PROVIDED DATA
PR #1309, opened 2019-06-18
Finish cleanup to url

BradWalker:
There are a few remaining File.toURL() deprecations remaining, remove them..

```
   [repeat] /home/bwalker/netbeans-11.0/ide/spi.palette/src/org/netbeans/modules/palette/ui/TextImporterUI.java:257: warning: [deprecation] toURL() in File has been deprecated
   [repeat]                 largeIconPath = iconFile.toURL().toExternalForm();
```

Also remove this deprecation that was exposed from the previous cleanup..

```
   [repeat] /home/bwalker/netbeans-11.0/enterprise/websvc.manager/src/org/netbeans/modules/websvc/manager/codegen/Wsdl2Java.java:211: warning: [deprecation] getURL() in WebServiceData has been deprecated
   [repeat]             String wsdlUrlName = new File(webServiceData.getURL()).toURI().toURL().toString();
   [repeat]                
```                                         ^

### CODE REVIEW

File: enterprise/websvc.manager/src/org/netbeans/modules/websvc/manager/model/WebServiceData.java [hunk 1]
```diff
@@ -216,16 +216,6 @@ public void setWsdlFile(String fileName) {
         this.wsdlFile = fileName;
     }
 
-    /**
-     * 
-     * @return the WSDL file (absolute path)
-     * @deprecated use {@link #getWsdlFile()} instead
-     */
-    @Deprecated
-    public String getURL() {
```
matthiasblaesing: This changes the API of the module. If you want to remove this, you'll have to
- check all current users of the module if the method is used (it is friend-only) and fix these
- you'll have to increment major version and update specification version (see: http://wiki.netbeans.org/VersioningPolicy)

matthiasblaesing:
Merged via https://github.com/apache/netbeans/commit/3498ed8164c3d82c390dd4dad477630b43c2b827 without the API change.

PR #1311, opened 2019-06-20
[NETBEANS-2417] Gradle Logo Updates

jlstrater:
This is a follow-up to https://github.com/apache/netbeans/pull/1269#issue-283183154

The design team recommended the use of this light grey icon for both the dark and light backgrounds. It's the same icon used by IntelliJ and that I'll submit to Eclipse as well. 

As for the licenses, I checked and these are Apache 2 licensed so no change to the license file is necessary.


louhy:
There is also this semi-related issue with the "red coffee cups" obscuring red error indicators: 
https://issues.apache.org/jira/browse/NETBEANS-2608

Demonstrated here on the left (with old ones from other PR on right), with NB default and Darcula light/dark themes: https://imgur.com/yZYqTY7

I have to say I'm disappointed we aren't getting the blue versions, IMO they looked much better alongside NB's other color schemes. IntelliJ has a different design where they don't show the icon in their main workspace (it's only one "project" at a time anyway), and IIRC Eclipse doesn't use icons at all in their main workspace. NetBeans design is different in that it uses colored icons for _each_ project. 

The grey isn't as bad on the dark background, but on the default NetBeans white background the grey icons are almost invisible to me. Grey kinda makes me think "disabled/inactive" in this context. 

(Also I think NetBeans already uses greyed-out icons to indicate "de-activated module" project types when creating a new project, but that's a minor issue.)

jlstrater:
Please refer to #1269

WHAT THE TASK ASKS
I need each line of the entries that holds the string "think" located and copied.

EXERCISE RESPONSE
The grey isn't as bad on the dark background, but on the default NetBeans white background the grey icons are almost invisible to me. Grey kinda makes me think "disabled/inactive" in this context. 
(Also I think NetBeans already uses greyed-out icons to indicate "de-activated module" project types when creating a new project, but that's a minor issue.)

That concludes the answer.